# I just got approved to take the exam!



## squishles10 (Feb 27, 2008)

Now the real studying begins!


----------



## Capt Worley PE (Feb 27, 2008)

You've already been hitting it pretty good though, right?


----------



## squishles10 (Feb 27, 2008)

DON'T DISCOURAGE ME!

JK, yeah but it hasn't been real yet. I could take it tomorrow for all I care- I just want it over with. If I see one Post-it tab after April 11th, I might implode :-\


----------



## RIP - VTEnviro (Feb 27, 2008)

Captain Worley PE said:


> You've already been hitting it pretty good though, right?


Oh my, isn't that kind of a personal question?


----------



## Guest (Feb 27, 2008)

squishles10 said:


> I could take it tomorrow for all I care- I just want it over with.

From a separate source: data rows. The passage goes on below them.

PR #1374, opened 2018-11-27
Port PROGMEM from 2.5.0

mcspr:
Compilation no longer fails when using F() / DEBUG_MSG_P in some specific cases like sensor classes:
```cpp
/home/builder/.platformio/packages/framework-arduinoespressif8266@1.20300.1/cores/esp8266/pgmspace.h:21:51: error: __c causes a section type conflict with __c
#define PSTR(s) (__extension__({static const char __c[] PROGMEM = (s); &__c[0];}))
^
```
#1370 as an example of where this did happen in class method

### DIFF
--- a/code/espurna/config/prototypes.h
+++ b/code/espurna/config/prototypes.h
@@ -8,6 +8,14 @@ extern "C" {
     #include "user_interface.h"
 }
 
+// ref: esp8266/Arduino/cores/esp8266/pgmspace.h @ 2.5.0
+// __STRINGIZE && __STRINGIZE_NX && PROGMEM definitions port
+#define __TO_STR_(A) #A
+#define __TO_STR(A) __TO_STR_(A)
+
+#undef PROGMEM
+#define PROGMEM      __attribute__((section( "\".irom.text." __FILE__ "." __TO_STR(__LINE__) "."  __TO_STR(__COUNTER__) "\"")))
+
 // -----------------------------------------------------------------------------
 // API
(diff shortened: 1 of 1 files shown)


Valcob:
I don't think that is a good idea I overcame that by simply declaring all the string in progmem.h and then just reused them across the firmware there is no need to make constants per each file by wrapping in a modified F() with a counter when you can have them all in one place and just reuse across

mcspr:
Uniqueness is not a problem for debug messages though, which is what this solves:
https://travis-ci.org/mcspr/espurna/jobs/460520688 changes DEBUG_MSG -> DEBUG_MSG_P when SENSOR_DEBUG is enabled and builds ok
https://travis-ci.org/mcspr/espurna/jobs/460524020#L546 same as above, but without the unique section attr

Valcob:
@mcspr for the first link the warnings are telling you that comparing a  const == a & b is not safe and you should use const == (a & b) if that was what caught you attention 
for the second it's a legit thing when you are using F() in classes and that is solved the way I've described above

mcspr:
Added comments + defguards.

Have been wondering about PSTR comment from the link above. Testing size, can be removed if it is noticeable.

ruimarinho:
@mcspr is there any alternative for debugging inside sensor classes while this isn't merged?

mcspr:
DEBUG_MSG should work ok (as all SENSOR_DEBUG parts are using it)
Does this patch work ok though?

PR #1385, opened 2018-12-01
Add warning about TELNET_PASSWORD

mcspr:
#1382 had changed the define to TELNET_AUTHENTICATION
Seamlessly replace old -> new and show compile time warning

### DIFF
--- a/code/espurna/config/all.h
+++ b/code/espurna/config/all.h
@@ -28,6 +28,7 @@
 #include "arduino.h"
 #include "hardware.h"
 #include "defaults.h"
+#include "deprecated.h"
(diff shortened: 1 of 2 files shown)


xoseperez:
Not a bad idea, but why did you change the name of the file. I like `deprecated.h`, it clearly states what goes there...

mcspr:
I changed my mind after adding redefinition
+ migrate.ino / migrate() functions namesake

xoseperez:
I guess all the fuss is to provide nice notifications to users using `custom.h` files, right?
I still think `deprecated.h` is more suitable.

PR #1390, opened 2018-12-04
Fix WS action lookup

Niek:
This fixes the "dbgcmd" messages in the websocket debug console.

### DIFF
--- a/code/espurna/ws.ino
+++ b/code/espurna/ws.ino
@@ -139,7 +139,7 @@ void _wsParse(AsyncWebSocketClient *client, uint8_t * payload, size_t length) {
 
     // Check actions -----------------------------------------------------------
 
-    const char* action = root["action"];
+    const char* action = root["data"]["command"];
     if (action) {
 
         DEBUG_MSG_P(PSTR("[WEBSOCKET] Requested action: %s\n"), action);


Niek:
I just noticed that this break the relay button in the UI. Maybe the code should look like this?
```c
if (strcmp(root["action"], "dbgcmd") == 0) {
  const char* action = root["data"]["command"];
} else {
  const char* action = root["action"];
}
```

code/espurna/ws.ino
```diff
@@ -139,7 +139,7 @@ void _wsParse(AsyncWebSocketClient *client, uint8_t * payload, size_t length) {
 
     // Check actions -----------------------------------------------------------
 
-    const char* action = root["action"];
+    const char* action = root["data"]["command"];
```
Valcob: As far as I can see we are still sending 
```
function sendAction(action, data) {
    websock.send(JSON.stringify({action: action, data: data}));
}
```
actions: .... in our custom.js so what this line actually fixes ?

Niek:
No matter what you type in the debug console, you get: ``[WEBSOCKET] Requested action: dbgcmd``, which looks incorrect to me (shouldn't it echo the command)? But maybe it need to be fixed at https://github.com/xoseperez/espurna/blob/de7ff7722c2c0eccd34ae0d7b08005fe38720b66/code/espurna/ws.ino#L145 as well as some code like https://github.com/xoseperez/espurna/blob/de7ff7722c2c0eccd34ae0d7b08005fe38720b66/code/espurna/rf.ino#L111-L113 which is now broken.

Valcob:
Actually dbgcmd is handled in debug.ino check the sutup function. And regarding the DEBUG_MSG_P logic well it only displays the action not the payload. The same is true for rfblearn   check the rf.ino check _rfWebSocketOnAction()

Niek:
@Valcob OK gotcha, I think it would be useful to display the payload as well in the debug console.

Re rf.ino: I thought the code was broken because the only way to issue the rfblearn/rfbforget/rfbsend commands is through the debug console. I see now that adding ``#define WEBUI_IMAGE WEBUI_IMAGE_RFBRIDGE`` adds the RF interface which executes the actions.

PR #1395, opened 2018-12-05
Add debouncing to pulse meter sensor

jackwilsdon:
I found debouncing to be required when using a "digital LDR" such as this one;

I copied the implementation from the event sensor, as it seemed pretty straightforward.

I don't think a configuration option is required for this, so it's hardcoded to 50ms right now (even then, if your power meter is flashing every 50ms then there's something wrong!).


xoseperez:
Thnak you!

PR #1400, opened 2018-12-07
add rssi to InfluxDB heartbeat

BuildTheRobots:
Add an option for logging RSSI (wifi signal level) as part of the heartbeat messages when using InfluxDB.

Ideally I'd make this a runtime option with a toggle on the InfluxDB web page, but I haven't worked out how to do that yet.

grafana-rssi-espurna


BuildTheRobots:
Thanks Max, that'd be great.

I did notice that enabling InfluxDB has lead to a little less stability in
the Sonoff Pow devices I've been testing with. Disabling some other
services seemed to help, so my blind assumption is that it's memory
related. I guess anything to make it more efficient would help.

Greatest of thanks :)

PR #1403, opened 2018-12-08
Update gulp@4

### LINKED ISSUE #1325: Upgrade to Gulp 4
Gulp 3.9 is used now, but is has some dependency vulnerabilities and it doesn't work with Node 10 (https://github.com/gulpjs/gulp/issues/2162). Upgrading to Gulp 4 would require some changes in the gulpfile.

mcspr:
Resolves #1325 

My only question is pinned "map-stream": "0.0.7" from 7b63521c80a37e854fc8941abb0aa21a48f60b86


xoseperez:
It is an old dependency. `map-stream'' was used to create the .h build pipe but was replaced with `through2` later on.

PR #1406, opened 2018-12-09
Runtime heartbeat configuration

mcspr:
As referenced in #1400 comment

`hbReport` bitset, mapped from `Heartbeat::Report` enum (1 << 17 right now in size)
Set for both MQTT and InfluxDB (as they are the only targets now)
Keep old config active + allow to redefine them at build time
LOADAVG_REPORT -> HEARTBEAT_REPORT_LOADAVG

*Maybe* WIP, as there is only one setting for now.
No mode setting (but can disable using 0 for value)
No UI config / doc etc.

### DIFF
--- a/code/espurna/config/general.h
+++ b/code/espurna/config/general.h
@@ -185,23 +185,74 @@
 
 #define UPTIME_OVERFLOW             4294967295  // Uptime overflow value
 
-// Topics that will be reported in heartbeat
+// Values that will be reported in heartbeat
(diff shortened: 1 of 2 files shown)


xoseperez:
It looks good. Even thou there is no UI yet it's already more flexible than what we have now. Do you want to merge it?

mcspr:
Basically, yes.

As for web, this needs to be somehow reasonably compact to fit 17 labels + checkboxes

If I see one Post-it tab after April 11th, I might implode :-\


I am not sure what bothered me worse - the hours of studying (which actually I didn't mind) or how long I had to wait to:


complete the application
receive a response from the board 'approving' my seating for the exam
to actually take the exam
to receive pass/fail notice 
to receive license # - the penultimate of PE-ness
to receive recognition for my accomplishment
to receive a promotion/raise
I guess I disliked the waiting much more than exam prep. This process is all about waiting! :true: Buckle down and try to enjoy the ride ...

JR


----------



## MC_Engineer (Mar 21, 2008)

Just got my letter!


----------



## maryannette (Mar 21, 2008)

^ Great. Do your best to pass this one. Good luck.


----------



## MRDPE (Mar 27, 2008)

I do think they should give people some sort of recognition (or a few extra points) for just being able to complete all the application paperwork and for submiting all of the correct documentation on the first try! 

Best wishes,


----------



## Twofrogs (Mar 29, 2008)

MRDPE said:


> I do think they should give people some sort of recognition (or a few extra points) for just being able to complete all the application paperwork and for submiting all of the correct documentation on the first try!
> Best wishes,


I totally agree with that.... my application took about a month to complete, with all the correspondance and letters of recommendation, transcripts, affadavits....etc., almost as bad as trying to get a security clearance. Anyhow I hope to hear from the board in another month, in the meantime the studying begins! :brickwall:


----------



## squishles10 (Mar 31, 2008)

Completely agree. The Cali app is a breeze compared to TX. Who freaking cares where I worked the day I graduated from undergraduate school if I went on to get a Masters? (Yet they have the # to Lowes HR in case they want to verify it... :screwloose: )


----------



## Casey (Apr 4, 2008)

MC_Engineer said:


> Just got my letter!



I just got my letter today!

But why am I not allowed to bring weapons into the exam room? Did some hard-ass, anal-retentive proctor get stabbed in the past by some disgruntled exam-taker; thus, ruining it for the rest of us knife-wielding maniacs?


----------



## ODB_PE (Apr 4, 2008)

Casey said:


> I just got my letter today!
> 
> 
> But why am I not allowed to bring weapons into the exam room? Did some hard-ass, anal-retentive proctor get stabbed in the past by some disgruntled exam-taker; thus, ruining it for the rest of us knife-wielding maniacs?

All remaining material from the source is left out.